Constituée de 120 gravures récoltées auprès de multiples personnes toutes l’année, mais aussi de textes et de podcasts réalisés par les collecteur·ices Hors Normes, cette dernière questionnait notre rapport à la ville, aux lieux qui soignent, qui nous font du bien ou qui au contraire nous exposent à des insécurités. En cela, elle interrogeait aussi le rapport à la rue, au vivre à la rue et à l’errance et ainsi, et la manière dont la ville accueille ou non les plus fragiles.

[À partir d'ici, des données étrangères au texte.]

PR #164, opened 2019-03-02
Delete unused requirements.txt file

djhoese:
Not used and only references basemap which is deprecated. @pytroll/core let me know if I'm missing something.


djhoese:
That's enough evidence for me. Merging.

Retrouvez les podcasts de l’exposition Cartographies affectives sur notre soundcloud juste ICI

  • La fiction Géographie de la Survie

Muni d’un jeu de cartes, d’un livret de pensées et d’une pièce de monnaie, les intéressé.es devaient suivre le chemin de Sandra et retracer l’histoire de son père, Djibril, sdf qui vient de mourir à la rue. Géographie de la Survie est alors une histoire qui se déploie dans la ville, où une enquête reste à résoudre : celle de comprendre qui était ce père et tous ses secrets afin de compléter les pièces manquantes du puzzle pour dessiner le portrait de cet homme disparu. Et de trouver dans ce chemin, les clés pour faire son deuil.

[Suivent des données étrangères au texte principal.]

PR #166, opened 2019-03-06
Inherit kd_tree resampler for bilinear interpolation

pnuu:
This PR updates bilinear interpolation so that it inherits `XArrayResamplerNN` as a base.

 - [ ] Closes #xxxx 
 - [ ] Tests added 
 - [ ] Tests passed 
 - [ ] Fully documented


pnuu:
So far this PR has only made the bilinear interpolation much slower. With the script below, it takes 8 m 40 s for the first run and 4 m 7 s for the second run on my laptop. The same figures for `master` branch are 4 m 40 s / 2 m 42 s.

Performance for `nearest` hasn't changed with the small changes that were needed.

```python
#!/usr/bin/env python

import glob                                                            
from satpy import Scene                                                
fnames = glob.glob('/home/lahtinep/data/satellite/geo/msg/H*')
glbl.load(['overview', 'natural_color', 'realistic_colors'])  
lcl = glbl.resample('euro4', resampler='bilinear', cache_dir='/tmp')
```

pyresample/kd_tree.py
```diff
@@ -926,11 +930,11 @@ def query_no_distance(target_lons, target_lats, valid_output_index,
     if index_array.ndim == 1:
         index_array = index_array[:, None]
 
-    # KDTree query returns out-of-bounds neighbors as `len(arr)`
+    # KDTree query returns out-of-bounds neighbours as `len(arr)`
```
djhoese: @pnuu We are trying to stick with US English spelling of things now. Your change makes this the UK English. Please undo these changes.

pnuu: That will break backwards compatibility, `neighbours` is used in the method and function names.

djhoese: True, but not sure comments needed to be changed. I'd be willing to deprecate the old neighbours methods over time (like until a 2.0 release).

pnuu:
I'm closing this as obsolete. All the other changes made after this was created make it hard to directly update. I might revisit this in a new PR started from more up-to-date starting point.

PR #167, opened 2019-03-11
Fix yaml area loading when projection is latlong (units degrees)

djhoese:
YAML parsing was assuming meters for units even for latlong projections.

Vous souhaitez (re)vivre l’enquête de Géographie de la survie, découvrir toute l’histoire de Sandra et de son père. Replongez-vous grâce aux documents ci-dessous :

– lire le Livret de pensées de Sandra

– pour vous guider dans votre enquête, découvrez les affiches numérotées

Pour accompagner ce week-end de restitution de ce projet hors normes pendant le festival Chahuts, plusieurs événements sont venus le ponctués :

  • Radio Hors Normes

Animée par les collecteur·ices du groupe “son” et en partenariat avec la Clé des Ondes et Radio Douves, un plateau Radio a été organisé le samedi 8 juin 2024 enregistré en public au café des Douves. Ce plateau radio unique a fait entendre des voix marginales, décalées et a questionné “nos rapports à la folie”.

Écoutez l’émission ICI

  • Les causeries

En partenariat avec la Fabrique des Douves pour les droits culturels, deux causeries ont eu lieu dans le café des Douves. Ces évènements gratuits et accessibles à tous.tes ont posé deux questions :

– Faut-il saboter les normes ? avec Agnès Villechaise (sociologue), le Girofard et Hélène Abdelli (pratiquante de la rue)

– Faut-il romancer la marge ? avec Djemila Zeneidi (géographe), Lancelot Hamelin (auteur) et le collectif Parcours

Dès lors, alors que celle-ci est souvent silenciée, ces discussions laissaient la parole aux personnes concernées, et à des personnes qui questionnent ces sujets de manière scientifique, ainsi qu’aux personnes présentes dans l’assemblée. Ces rencontres ont alors permis de nouveaux endroits de réflexion, plus justes et plus sensibles pour la centaine de personnes présentes sur ces causeries. Ce fut de beaux moments de partage pour s’interroger ensemble sur notre capacité d’empuissancement, de transformations afin d’ébranler les logiques d’exclusion et d’invisibilisation à l’oeuvre dans la ville.